# New E60 Pics



## RCK (Jan 29, 2003)

I found this gallery of the new E60 while doin some searching.
Pages 3 & 4 in the gallery show some interesting design and production shots of the new E60. Let me know what you guyz think. I think one of those guyz in the pics is Chris Bangle 

New E60 Gallery


----------



## 3seriesbimmer (Jun 20, 2002)

can someone blow up that pic so I can use it for my dart board cover???


----------



## Alex Baumann (Dec 19, 2001)

Did anyone notice the Touring in the background ?


----------



## Patrick (Dec 23, 2001)

Alex Baumann said:


> *
> 
> 
> 
> ...


I am waiting ... calmly.

6 speed manual as standard ... I am thinking by 2005 I will need a 530dT.

I would like one now actually.

:eeps:


----------



## alee (Dec 19, 2001)

Is it me, or does that rear shot look much much better than what it became?


----------



## Patrick (Dec 23, 2001)

alee said:


> *Is it me, or does that rear shot look much much better than what it became? *


It's you.

:tsk:


----------



## JEM (May 3, 2003)

An E60 M5 Touring would be just about right.


----------



## 3seriesbimmer (Jun 20, 2002)

I really like the visible tailpipes better in the shot there instead of the curved down ones that are making it to production (like Mercedes cars).


----------



## Mr. The Edge (Dec 19, 2001)

3seriesbimmer said:


> *I really like the visible tailpipes better in the shot there instead of the curved down ones that are making it to production (like Mercedes cars). *


only the diesel models have the downturned pipes


----------



## Alex Baumann (Dec 19, 2001)

alee said:


> *Is it me, or does that rear shot look much much better than what it became? *


you are right.

The clay model has a flat trunk lid end and the complete rear is looking kinda lower than the original :eeps:


----------



## Ågent99 (Jan 7, 2002)

3seriesbimmer said:


> *I really like the visible tailpipes better in the shot there instead of the curved down ones that are making it to production (like Mercedes cars). *


I'm on the other side...I like a clean rear clip and no visible exhaust tubes. I think it's unfortunate that no aftermarket mufflers are built as such! 

Chris


----------



## Phil F (Mar 16, 2003)

RCK said:


> *I found this gallery of the new E60 while doin some searching....
> Let me know what you guyz think.... *


Merde!


----------



## 3seriesbimmer (Jun 20, 2002)

I've noticed many German brands hiding the pipes lately....2.0 Jetta. C class etc.
I don't like it...I can still see the tailpipes and i dont like them curved down


----------



## SoonerE39 (Oct 10, 2002)

The E60 is already growoing on me. By the time I see it in person, I might even like it. I still don't like the pictures of the Z4 but they look pretty good in person. (IMHO)


----------



## LeucX3 (Dec 26, 2001)

I like the pic on the last page, middle row, far right. Of course, you cant' really see the bad attributes. BMW is so close to a great design with this car, but so far away at the same time.


----------



## Phil F (Mar 16, 2003)

Leuc330Ci said:


> *BMW is so close to a great design with this car, but so far away at the same time. *


"So close"?

I have not heard a single person seriously claim that this is, in any way, a "great design." Automobile designs are not like complex musical compositions which often take time to appreciate (though Bangle has tried to deflect criticism with this analogy). The design either strikes you in a positive way or it doesn't. And if you don't like it on your second, third, or fourth viewing, it is unlikely that you ever will (at least if you're honest with yourself).

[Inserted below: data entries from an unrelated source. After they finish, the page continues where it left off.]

PR #146, opened 2019-05-02
Feature/st fix ts warnings

james-simpson-ST:


src/components/animated-card/animated-card.ts
```diff
@@ -1,4 +1,6 @@
 import './animated-card.scss';
 import AnimatedCard from './AnimatedCard';
 
-AnimatedCard.ifCardExists() && new AnimatedCard();
+(() => {
```
aaron-moore-ST: one wonders if this should be an event listener for DOMContentReady

james-simpson-ST: @pgs-gmartowski do you know if this is needed or not?

pgs-gmartowski: I'm not sure but webpack wraps it in function, so IIFE can be redundant here.

PR #158, opened 2019-05-09
ST-196 Data attributes for notification

pgs-gmartowski:


pgs-gmartowski:
Some small changes for QA purposes - it helps Marek testing notifications.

Still, in order to justify this monstrosity some are saying "its growing on me". But what does this mean? More often than not it means "I think it's not very attractive, but it's still a BMW--that is, it still has great engineering and it drives superbly."

I have to agree with those who describe the E60 is a mish-mash of design elements which simply don't work together. Sure, parts of the design would be great if they were combined with different parts. But that's what BAD design looks like!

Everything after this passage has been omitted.